PR #232, opened 2019-10-24
Improve documentation

juadk:
This PR improves documentation about QA and public cloud:
- Add a global QA documentation
- Public cloud doc standardization 
- Add more details about how to use pillars and centralize documentation to avoid duplication and easier maintenance.

PR #239, opened 2019-10-30
Implement drbd for netweaver

nick-wang:
Add drbd_node cluster for `libvirt` only. Tested on local desktop, server and `gollum` with a proper pillar file(not included in this pr.)

This pr is the minimal implementation of DRBD cluster, except the "isolated network to nat" which no harm to others.

The ongoing changes regarding docs/automatic pillar files/structure polish for hana_node,iscsi,monitor/tuning for [azure best practice](https://docs.microsoft.com/en-us/azure/virtual-machines/workloads/sap/high-availability-guide-suse-nfs) will be the next step.


libvirt/main.tf
```diff
@@ -17,11 +17,14 @@ resource "libvirt_volume" "base_image" {
 resource "libvirt_network" "isolated_network" {
   name      = "${terraform.workspace}-isolated"
   bridge    = var.isolated_network_bridge
-  mode      = "none"
+  mode      = "nat"
```
arbulu89: I think that `none` makes more sense here, This network is only used to connect the VM among them, not for external connectivity.

libvirt/main.tf
```diff
@@ -17,11 +17,14 @@ resource "libvirt_volume" "base_image" {
...
   addresses = [var.iprange]
   dhcp {
     enabled = "false"
   }
+  dns {
```
arbulu89: Why do we need `dns` here? I don't see any usage for it

libvirt/main.tf
```diff
@@ -78,6 +81,35 @@ module "hana_node" {
   sbd_disk_size = "104857600"
 }
 
+// drbd01 and drbd02
+module "drbd_node" {
+  source                 = "./modules/drbd_node"
+  name                   = "drbd"
+  base_image_id          = libvirt_volume.base_image.id
+  drbd_count             = var.drbd_count
```
arbulu89: We will need to change this `drbd_count` to be used with `drbd_enabled` or similar. The idea here is to `enable/disable` drbd with a boolean. Check monitoring stack as example

libvirt/main.tf
```diff
@@ -78,6 +81,35 @@ module "hana_node" {
...
+  vcpu                   = 1
+  memory                 = 1024
+  bridge                 = "br0"
+  drbd_ips               = var.drbd_ips
```
arbulu89: We could just call `host_ips` to this, I have the same implementation in the NW code

libvirt/main.tf
```diff
@@ -78,6 +81,35 @@ module "hana_node" {
...
+  drbd_disk_size         = "1024000000"
+  shared_storage_type    = var.shared_storage_type
+  iscsi_srv_ip           = var.iscsi_srv_ip
+  reg_code               = var.reg_code
+  reg_email              = var.reg_email
+  reg_additional_modules = var.reg_additional_modules
+  ha_sap_deployment_repo = var.ha_sap_deployment_repo
+  qa_mode                = var.qa_mode
```
arbulu89: Do we need `qa_mode` for drbd?

libvirt/modules/drbd_node/main.tf
```diff
@@ -0,0 +1,109 @@
+resource "libvirt_volume" "sbd" {
```
arbulu89: This will need to be change as after NW PR merge, we will have `shared_disk` module that will be used for this matter

salt/drbd_node/files/templates/drbd_cluster.j2
```diff
@@ -0,0 +1,54 @@
+{% set data = pillar.cluster.configure.template.parameters %}
```
arbulu89: For HANA example, we have put this template in the formula project itself. I know that it's not related to drbd exclusively, but I think it will be a good idea to put there, and be aligned with the HANA formula. What do you think?

salt/pre_installation/minion_configuration.sls
```diff
@@ -12,3 +12,13 @@ configure-file-roots:
             - /srv/salt
             - /usr/share/salt-formulas/states
             - /root/salt
+
```
arbulu89: This piece of code might change of file after the NW PR

salt/salt_provisioner_script.tpl
```diff
@@ -19,7 +19,7 @@ fi
 
 # SCC Registration to install salt-minion
 # The iSCSI server won't be de-registered as it is needed to install some additional packages.
-if grep -q 'role: iscsi_srv' /tmp/grains; then
+if grep -Eq 'role: iscsi_srv|role: drbd_node' /tmp/grains; then
```
arbulu89: I don't know if this makes sense...

libvirt/modules/drbd_node/cluster_info.tpl
```diff
@@ -0,0 +1,6 @@
+# -*- mode: yaml -*-
```
MalloZup: do ze need this?

libvirt/modules/drbd_node/main.tf
```diff
@@ -0,0 +1,109 @@
...
+  pool  = var.pool
+  size  = var.sbd_disk_size
+  count = var.sbd_count
+
+  xml {
+    xslt = file("modules/drbd_node/raw.xsl")
+  }
+}
+
+resource "libvirt_volume" "main_disk" {
```
MalloZup: we can be more specific here on the resource name e.g :+ 

https://github.com/SUSE/ha-sap-terraform-deployments/blob/master/libvirt/modules/monitoring/main.tf#L5

salt/drbd_node/files/templates/drbd_cluster.j2
MalloZup: yop

nick-wang:
> I have done an initial review of the code, and my first conclusion is that it's difficult to know if everyting is OK as the NW PR will bring some changes that will affect to this code.
> For this reason, I will wait until merging the other PR (hopefully this week) to adapt the code here.
> What do you think @nick-wang ?

Thanks for the review!
I will fix the issues that Dario and you mentioned after discussion. Then wait for the NW PR merged to resolved the conflict.

nick-wang:
> A part of some change, I think we need to update also the documentation:
> 
> 1. on the README.md we should have a link to drbd as major feature.
> 
Yes, i agree. I intend to update the docs in the later PR, to avoid less conflict to NW PR and [docs change from Julien](https://github.com/SUSE/ha-sap-terraform-deployments/pull/232).

The PR of docs change was on holding by the time i work on this PR :(

> We should have a quickstart to how we can setup a cluster with drbd doc etc.
> 
> Also the drbd is only intended to works with netweaver? looking at PR title.

Do you mean SLE-HA doc, or the quick start with terraform?
I was thinking to create a more generic project/module to create DRBD on demand. I implemented based on this principle in my own terraform project, though not perfect with HCL and still in old structure.
But after talking with Xabi, we think this project is more specific for HANA + Netweaver scenario, so 
the code and parameters is aim to HANA/NW best practice without many flexible DRBD changes. 
> The idea in my head is DRBD module should support tuning some parameters in pillar, change nodes number for DRBD, change attribute of NFS share as demand. But things like multiple volumes/connections per node, different layout of volume, some advanced DRBD usage/configuration may not suitable for terraform and Netweaver scenario.

So i think the module here is for NW only with minor flexible and won't have a generic quick start doc.

libvirt/main.tf
nick-wang: Thanks! Will fix this first after discussion done.

libvirt/main.tf
nick-wang: Thanks! Will fix this first after discussion done.

libvirt/main.tf
nick-wang: Will fix this after all discussion done.

libvirt/modules/drbd_node/main.tf
nick-wang: No problem. I can pending this and adapt after NW PR merged.

salt/drbd_node/files/templates/drbd_cluster.j2
nick-wang: I can understand the reason of putting this into HANA formula. However, it may not suitable to the user want to have different HA resource option than best practice, which is not common for HANA/DRBD resource. If i put this in HANA formula, user either rebuild the package in the repo, or need to modify the template after package installed.

For example, NFS mount option is defined in the resource, example as `options="rw,async,no_subtree_check"`. It is quite common and easier for user to change here, since NFS share is an independent service.

I can also put this NFS option into drbd formula, but it may even worse. The not directly DRBD related parameters like `mount_point`, `file_system`, (especially) `virtual_ip` were questioned by Xabi :)

salt/pre_installation/minion_configuration.sls
nick-wang: Sure, i add this as well for the completion of the PR. I plan to remove this explicit when fixing the conflict with NW PR.

salt/salt_provisioner_script.tpl
nick-wang: I didn't use the same method actually, i don't like add role pre module here:)
Made the PR like this to less conflicts with current design, i was plan to fix this with later PR. Or at least go with `-q 'role:.*_node'` in your NW pr if it is enough for us.

libvirt/modules/drbd_node/main.tf
nick-wang: Will fix this after all discussion done.

libvirt/modules/drbd_node/cluster_info.tpl
nick-wang: Indeed, unnecessary in this PR.
I was using this to change the pillar template with terraform automatically. After talking with Xabi, we decide to give a template to user to change. Also there is `automatic` pillar provide. I will check whether it is suitable to DRBD/NFS scenario later

Will remove is the `automatic` work.

libvirt/main.tf
nick-wang: Because not all host are setup with a bridge like *gollum-p1*. In this case, only one net card will be created/used on that host (but which also need to mask the 1st `network_interface` of `modules/*/main.tf`). With the mode `none`, it won't actually assign the configured IP to node, which may break the address of `outputs.tf`. Not accounting the error of `outputs.tf`, it still need the later `salt` to configure.
I don't think create as a `none` then add ip with `salt` is a perfect solution (though may have other reason for terraform libvirt provider). Since not all cases the net card will named as `eth1`.

And for `nat` mode, it won't allow outside world to access the cluster, so i think it won't cause much trouble but more benefits.

libvirt/main.tf
nick-wang: `dns` is not a must, but may helpful in some cases.

Somehow, i don't have `nameserver` configured in my laptop, but exist when setup on `gollum-p1`. So with dns enabled, i could connect outside world with domain name. But it is not the main reason i enable it.
The better thing is it allow the guest to access the internal network with hostname. For example, as long as the host configured any public service like *iscsi* in intranet, guest nodes could also access it via host name directly. Also, there is no harm to enable the `dns` 
with/without `bridge` card.

nick-wang: As an example, guest setup on `gollum` could find `gollum-p1.qa.suse.de` with `dns` enabled.
Though it is not necessary when host do have a `bridge` configured.

libvirt/main.tf
arbulu89: Ok, if it helps for your use case, and it doesn't affect to the current deployment we can go ahead with that.

libvirt/main.tf
arbulu89: The same as `nat`. If it help for your use case and doesn't affect the other users deployment it's OK

libvirt/main.tf
arbulu89: Ok, having both ( with `drbd_enabled` to false by default, and `drbd_count` with a default value (2 I guess) it's OK)

pillar_examples/libvirt/drbd/drbd.sls
```diff
@@ -0,0 +1,133 @@
+# -*- mode: yaml -*-
+# vim: ft=yaml
+
```
arbulu89: I think we can remove all the comments to make the file a bit shorter, and point to the drbd-formula in the new doc that will come if the users wants an example

salt/drbd_node/files/templates/drbd_cluster.j2
arbulu89: I was not talking about the HANA formula, the DRBD formula itself. I know that it might not be related directly to DRBD but, it makes the shipping easier.

Here some examples:
https://github.com/SUSE/saphanabootstrap-formula/blob/master/templates/scale_up_resources.j2
https://github.com/SUSE/sapnwbootstrap-formula/blob/master/templates/cluster_resources.j2

The idea is to have some specific templates in the formula itself to improve the shipping. In my opinion is better to ship them in the formula and not have them in the terraform project.

We could call something like, `netweaver_cluster_resources.j2`

salt/drbd_node/hosts.sls
```diff
@@ -0,0 +1,7 @@
+{% for ip in grains['drbd_ips'] %}
```
arbulu89: Maybe we should move this salt state to `default` folder. We have exactly the same in `hana_node/hosts.sls`.
I have not considered all things but we should have a look there.
What do you think?

salt/salt_provisioner_script.tpl
arbulu89: What I mean is that this entry was just for iscsi, that's it, all the other `roles` go must pass by the `elif` part

salt/salt_provisioner_script.tpl
```diff
@@ -35,7 +35,7 @@ mkdir -p /etc/salt;mv /tmp/grains /etc/salt || true
 sh /root/salt/deployment.sh || exit 1
 
 # Salt formulas execution
-if grep -q 'role: hana_node' /etc/salt/grains; then
+if grep -Eq 'role: hana_node|role: drbd_node' /etc/salt/grains; then
```
arbulu89: This is already updated to: `if grep -q 'role:.*_node' /etc/salt/grains; then`

libvirt/main.tf
nick-wang: I tested on gollum `libvirt`, it won't effect on the original scenario.
The `nat` will benefit the host without a `bridge` configured and apply the local `qemu_uri`. But for remote deployment, still need `bridge` for connection of `salt_provisioner`

libvirt/main.tf
nick-wang: I tested them on `gollum`. Comment more on the next conversation.

salt/salt_provisioner_script.tpl
nick-wang: Fix together with the later comments of `if grep -q 'role:.*_node' /etc/salt/grains; then`

salt/salt_provisioner_script.tpl
nick-wang: Will fix like this.

salt/drbd_node/hosts.sls
nick-wang: It make more sense to move to default. I prefer to change it in another pr since it effect on other modules.

salt/drbd_node/files/templates/drbd_cluster.j2
nick-wang: > The idea is to have some specific templates in the formula itself to improve the shipping. In my opinion is better to ship them in the formula and not have them in the terraform project.
> 
> We could call something like, `netweaver_cluster_resources.j2`
> 
> PD: I guess that this specific resources template is for NW, right?

@arbulu89  Yes, it is more specific for NW.

I can put this into `saphanabootstrap-formula` templates, but it may have one potential drawback:
As long as customer want to manage the NFS share option as their demand before setup, they can't do this unless build `saphanabootstrap-formula` on their own. Or manually do this after cluster setup.
And need to add dependencies in salt/drbd_nodes with package `saphanabootstrap-formula`.

I can change for sure if you think above issue won't be a problem to customer.

nick-wang: Just thinking, maybe there is an alternative solution for this.
As long as customer put a file with same name in `ha-sap-terraform-project`, is will replace `xxx_with_the_same_filename.j2` from `saphanabootstrap-formula`.

How do you think of it?

libvirt/modules/drbd_node/cluster_info.tpl
nick-wang: Anyway, i will remove the file in this pr.

nick-wang:
One issue may need to fix in future commit, without `zypper --non-interactive --gpg-auto-import-keys refresh --force --services` (actually import gpg key of repo) after basic register, the following register of modules will fail.

salt/drbd_node/files/templates/drbd_cluster.j2
nick-wang: After talking with Xabi in RocketChat:
> Anyway, this is not a blocker right now... We can leave the template in the terraform project and decide later if there is any better place
I will fix it out of this pr.

nick-wang:
@MalloZup @arbulu89 Please help to review, I polish the pull request based on comments, except the two spots below.
+ move drbd_cluster.j2 to `saphanabootstrap-formula`
+ move `host.sls` to default with *hana_node* module together
I will submit them in a new pull request.

salt/drbd_node/hosts.sls
nick-wang: Maybe besides the `hosts.sls`, `iscsi_initiator.sls` for `sbd` also need to move to default. Will do it together.

nick-wang:
> I miss a DRBD documentation where we link it on global readme and provide to user walk-trhough how to use this feature and what is needed to be done in order to do it.

@MalloZup DRBD documentation is added. (Though sections related to automatic pillar and pillar template may need to adopt after more discussion. The current commit is enough for this pull request.)

libvirt/modules/hana_node/salt_provisioner.tf
```diff
@@ -44,7 +44,7 @@ devel_mode: ${var.devel_mode}
 reg_email: ${var.reg_email}
 reg_additional_modules: {${join(", ",formatlist("'%s': '%s'",keys(var.reg_additional_modules),values(var.reg_additional_modules),),)}}
 additional_packages: [${join(", ", formatlist("'%s'", var.additional_packages))}]
-authorized_keys: [${trimspace(file(var.public_key_location))},${trimspace(file(var.public_key_location))}]
+authorized_keys: [${trimspace(file(var.public_key_location))}]
```
arbulu89: I don't really know why this was this way... Anyway, thanks for the fix

salt/drbd_node/cluster_packages.sls
```diff
@@ -0,0 +1,16 @@
+habootstrap-formula:
+  pkg.installed:
+    - retry:
+        attempts: 3
+        interval: 15
+
+install_cluster_packages_prepare:
```
arbulu89: I think we can remove this packages installation as this is done in the habootstrap-formula

nick-wang: Haha, good catch.

In my example pillar, i disable the package installation in habootstrap-formula by `install_packages: false`. 
But i agree it is better to enable in pillar like default but remove from here. Will fix soon.

pillar_examples/libvirt/drbd/cluster.sls
```diff
@@ -0,0 +1,25 @@
...
+    password: linux
+  configure:
+    method: 'update'
+    template:
+      source: /srv/salt/drbd/templates/drbd_cluster.j2
+      parameters:
+        virtual_ip: <ADMIN_VIRTUAL_IP>
+        virtual_ip_mask: 24
+        platform: libvirt
+        prefer_takeover: true
```
arbulu89: I would say `prefer_takeover` and `auto_register` are not using by pacemaker when the cluster is created for drbd, maybe we can remove them

arbulu89: Actually, with the current template only `virtual_ip` is used

pillar_examples/libvirt/drbd/cluster.sls
```diff
@@ -0,0 +1,25 @@
+cluster:
+  name: 'hacluster'
```
arbulu89: Better to call that `drbd_cluster`

pillar_examples/libvirt/drbd/drbd.sls
```diff
@@ -0,0 +1,130 @@
...
+  ## Optional: stop the DRBD resources after initial resync
+  #stop_after_init_sync: true
+
+  ## Optional: format the DRBD resource after initial resync
+  #need_format: true
+
+
+  # Salt deployment/manage related parameters
+  salt:
```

++++++++++

EXERCISE GOAL: Give back exactly the lines of the listing above, starting with its first line and ending with the line that holds "This pr is the".

FINISHED TASK:
PR #232, opened 2019-10-24
Improve documentation

juadk:
This PR improves documentation about QA and public cloud:
- Add a global QA documentation
- Public cloud doc standardization 
- Add more details about how to use pillars and centralize documentation to avoid duplication and easier maintenance.

PR #239, opened 2019-10-30
Implement drbd for netweaver

nick-wang:
Add drbd_node cluster for `libvirt` only. Tested on local desktop, server and `gollum` with a proper pillar file(not included in this pr.)

This pr is the minimal implementation of DRBD cluster, except the "isolated network to nat" which no harm to others.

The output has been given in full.